[GIVEN DATA]

PR #557, opened 2023-09-07
Add New CodeQL Queries [Rebase & FF]

makubacki:
## Description

Enables 17 new CodeQL queries by updating the queries opted into
by Project Mu available in the standard CodeQL query package
`codeql/cpp-queries`.

I tested many queries and found the included set here to be the
most useful with the least number of false positives. Some queries
had a number of issues that led to them being placed on the exclusion
list so they are not considered in the future without the notes there
being taken into account.

General details about queries available in the pack are available
here:
https://codeql.github.com/codeql-query-help/cpp/

The changelog for the query pack is available here:
https://github.com/github/codeql/blob/codeql-cli/latest/cpp/ql/src/CHANGELOG.md

The following new queries are enabled organized alphabetically
within sections grouped by type:

Errors:

- `cpp/missing-return`
- `cpp/no-space-for-terminator`
- `cpp/pointer-overflow-check`
- `cpp/redundant-null-check-simple`
- `cpp/very-likely-overrunning-write`

 Warnings:

- `cpp/comparison-precedence`
- `cpp/implicit-bitfield-downcast`
- `cpp/offset-use-before-range-check`
- `cpp/overflow-calculated`
- `cpp/overflow-destination`
- `cpp/return-stack-allocated-memory`
- `cpp/static-buffer-overflow`
- `cpp/unsigned-comparison-zero`

Recommendations:

- `cpp/missing-header-guard`
- `cpp/unused-local-variable`
- `cpp/unused-static-function`
- `cpp/unused-static-variable`

The following queries are newly explicitly excluded as noted in the
file:

- `cpp/allocation-too-small`
- `cpp/commented-out-code`
- `cpp/duplicate-include-guard`
- `cpp/invalid-pointer-deref`
- `cpp/useless-expression`

- [ ] Impacts functionality?
- [ ] Impacts security?
    flow, or firmware?
    validation improvement, ...
- [ ] Breaking change?
    in build or boot behavior?
- [x] Includes tests?
- [ ] Includes documentation?

## How This Was Tested

- CI build
- Run CodeQL locally

## Integration Instructions

Most downstream repos directly use the CodeQL queries defined
here in mu_basecore because the default queries used by the
CodeQL plugin come from `MuCodeQlQueries.qls`.

Most downstream repos also import a list of CodeQL filters
from the `CodeQlFilters.yml` file in this repo.

Given there's modifications to those files in this change, it
is recommended to understand the changes and determine how they
would impact platform execution of CodeQL.

### DIFF
--- a/.pytool/Plugin/CodeQL/MuCodeQlQueries.qls
+++ b/.pytool/Plugin/CodeQL/MuCodeQlQueries.qls
@@ -4,50 +4,132 @@
 - queries: '.'
   from: codeql/cpp-queries
 
-# "Core" Queries
+##########################################################################################
+# "Core" Queries - Part of Core SDL
+##########################################################################################
+
+## Errors
 - include:
     id: cpp/badoverflowguard
+- include:
+    id: cpp/likely-bugs/memory-management/v2/conditionally-uninitialized-variable
+- include:
+    id: cpp/pointer-overflow-check
+- include:
+    id: cpp/unguardednullreturndereference
+
+## Warnings
 - include:
     id: cpp/comparison-with-wider-type
 - include:
     id: cpp/conditionallyuninitializedvariable
 - include:
-    id: cpp/likely-bugs/memory-management/v2/conditionally-uninitialized-variable
-- include:
     id: cpp/paddingbyteinformationdisclosure
-- include:
-    id: cpp/pointer-overflow-check
-- include:
-    id: cpp/redundant-null-check-param
-- include:
-    id: cpp/unguardednullreturndereference
 - include:
     id: cpp/uselesstest
 
-# Additional Fundamental Queries Not Originally Run
+## Recommendations
 - include:
-    id: cpp/infinite-loop-with-unsatisfiable-exit-condition
+    id: cpp/redundant-null-check-param
+
+##########################################################################################
+# Extra Queries - Outside Core SDL
+##########################################################################################
+
+## Enable When Time is Available to Fix Issues
+# Hundreds of issues. Most appear valid. Type: Recommendation.
+#- include:
+#    id: cpp/missing-null-test
+
+## Errors
 - include:
     id: cpp/infiniteloop
 - include:
-    id: cpp/overflow-buffer
+    id: cpp/missing-return
+- include:
+    id: cpp/no-space-for-terminator
+- include:
+    id: cpp/pointer-overflow-check
+- include:
+    id: cpp/redundant-null-check-simple
 - include:
     id: cpp/sizeof/const-int-argument
 - include:
     id: cpp/sizeof/sizeof-or-operation-as-argument
+- include:
+    id: cpp/very-likely-overrunning-write
 
+## Warnings
+- include:
+    id: cpp/comparison-precedence
+- include:
+    id: cpp/implicit-bitfield-downcast
+- include:
+    id: cpp/infinite-loop-with-unsatisfiable-exit-condition
+- include:
+    id: cpp/offset-use-before-range-check
+- include:
+    id: cpp/overflow-buffer
+- include:
+    id: cpp/overflow-calculated
+- include:
+    id: cpp/overflow-destination
+- include:
+    id: cpp/return-stack-allocated-memory
+- include:
+    id: cpp/static-buffer-overflow
+- include:
+    id: cpp/unsigned-comparison-zero
+
+## Recommendations
+- include:
+    id: cpp/missing-header-guard
+- include:
+    id: cpp/unused-local-variable
+- include:
+    id: cpp/unused-static-function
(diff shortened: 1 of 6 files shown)


apop5 (approved):

TaylorBeebe (approved):

.pytool/Plugin/CodeQL/MuCodeQlQueries.qls
```diff
@@ -4,50 +4,144 @@
...
+    id: cpp/likely-bugs/memory-management/v2/conditionally-uninitialized-variable
 - include:
-    id: cpp/unguardednullreturndereference
+    id: cpp/paddingbyteinformationdisclosure
 - include:
-    id: cpp/uselesstest
+    id: cpp/unguardednullreturndereference
+
+##########################################################################################
+# Additional Fundamental Queries
```
VivianNK: What's the criteria for "additional fundamental queries" that differentiate from "core queries" ? Can we get a blurb here like we have in "Extra Queries"?
Also what is the "##Unknown" category? Could it potentially produce an error or warning?

MdeModulePkg/Library/BootMaintenanceManagerUiLib/UpdatePage.c
```diff
@@ -527,9 +527,12 @@ UpdateConsolePage (
         ((NewTerminalContext->IsStdErr != 0) && (UpdatePageId == FORM_CON_ERR_ID))
         )
     {
-      CheckFlags         |= EFI_IFR_CHECKBOX_DEFAULT;
-      ConsoleCheck[Index] = TRUE;
-    } else {
+      CheckFlags |= EFI_IFR_CHECKBOX_DEFAULT;
+
+      if (Index < MAX_MENU_NUMBER) {
```
VivianNK, line 532: Why do we need to check this condition that was asserted on line 524?

VivianNK (approved):
Left a question and suggestion for another comment in the .qls file but lgtm

MdeModulePkg/Library/BootMaintenanceManagerUiLib/UpdatePage.c
makubacki: Asserts are a form of debug aid but cannot be used for ensuring functional correctness in production code.

The `ASSERT()` macro is defined as [this](https://github.com/tianocore/edk2/blob/b240eab03530f063ef5438497d70a731b19a201e/MdePkg/Include/Library/DebugLib.h#L395-L407)  in `DebugLib.h`:

```c
#if !defined (MDEPKG_NDEBUG)
#define ASSERT(Expression)        \
    do {                            \
      if (DebugAssertEnabled ()) {  \
        if (!(Expression)) {        \
          _ASSERT (Expression);     \
          ANALYZER_UNREACHABLE ();  \
        }                           \
      }                             \
    } while (FALSE)
#else
#define ASSERT(Expression)
#endif
```

So, it will be removed entirely if `DebugAssertEnabled()` is `FALSE`.

Every instance of `DebugLib` can implement `DebugAssertEnabled()` differently. Most (non-Null instances) follow the same pattern by depending on `DEBUG_PROPERTY_DEBUG_ASSERT_ENABLED` in `PcdDebugPropertyMask`:

```c
BOOLEAN
EFIAPI
DebugAssertEnabled (
  VOID
  )
{
  return (BOOLEAN)((PcdGet8 (PcdDebugPropertyMask) & DEBUG_PROPERTY_DEBUG_ASSERT_ENABLED) != 0);
}
```

In general, it's very common for different build types (like a `RELEASE` build) to either use [`BaseDebugLibNull`](https://github.com/tianocore/edk2/blob/b240eab03530f063ef5438497d70a731b19a201e/MdePkg/Library/BaseDebugLibNull/DebugLib.c#L155-L162), in which case it is implemented as:

```c
BOOLEAN
EFIAPI
DebugAssertEnabled (
  VOID
  )
{
  return FALSE;
}
```

Or disable asserts in the PCD.

In any case, the code cannot depend on asserts to be active to prevent fatal errors.

.pytool/Plugin/CodeQL/MuCodeQlQueries.qls
makubacki: The first distinction has to do with how query lists are treated internally. I can try to add more details, but it will be limited by that context.

The "Unknown" section came about because I couldn't initially find the severity level details of those after breaking them out, but I have that info now, so I'll move them to other sections.

makubacki: I removed the "Additional Fundamental Queries" section, converging its content with "Extra Queries" and moved "Unknown" queries to the appropriate severity level sections.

[/GIVEN DATA]

§ **WHAT TO DO**
Every line holding the word "allocated" should be copied out of the records above.

§ **RESULT FOR THIS TASK**
- `cpp/return-stack-allocated-memory`
+    id: cpp/return-stack-allocated-memory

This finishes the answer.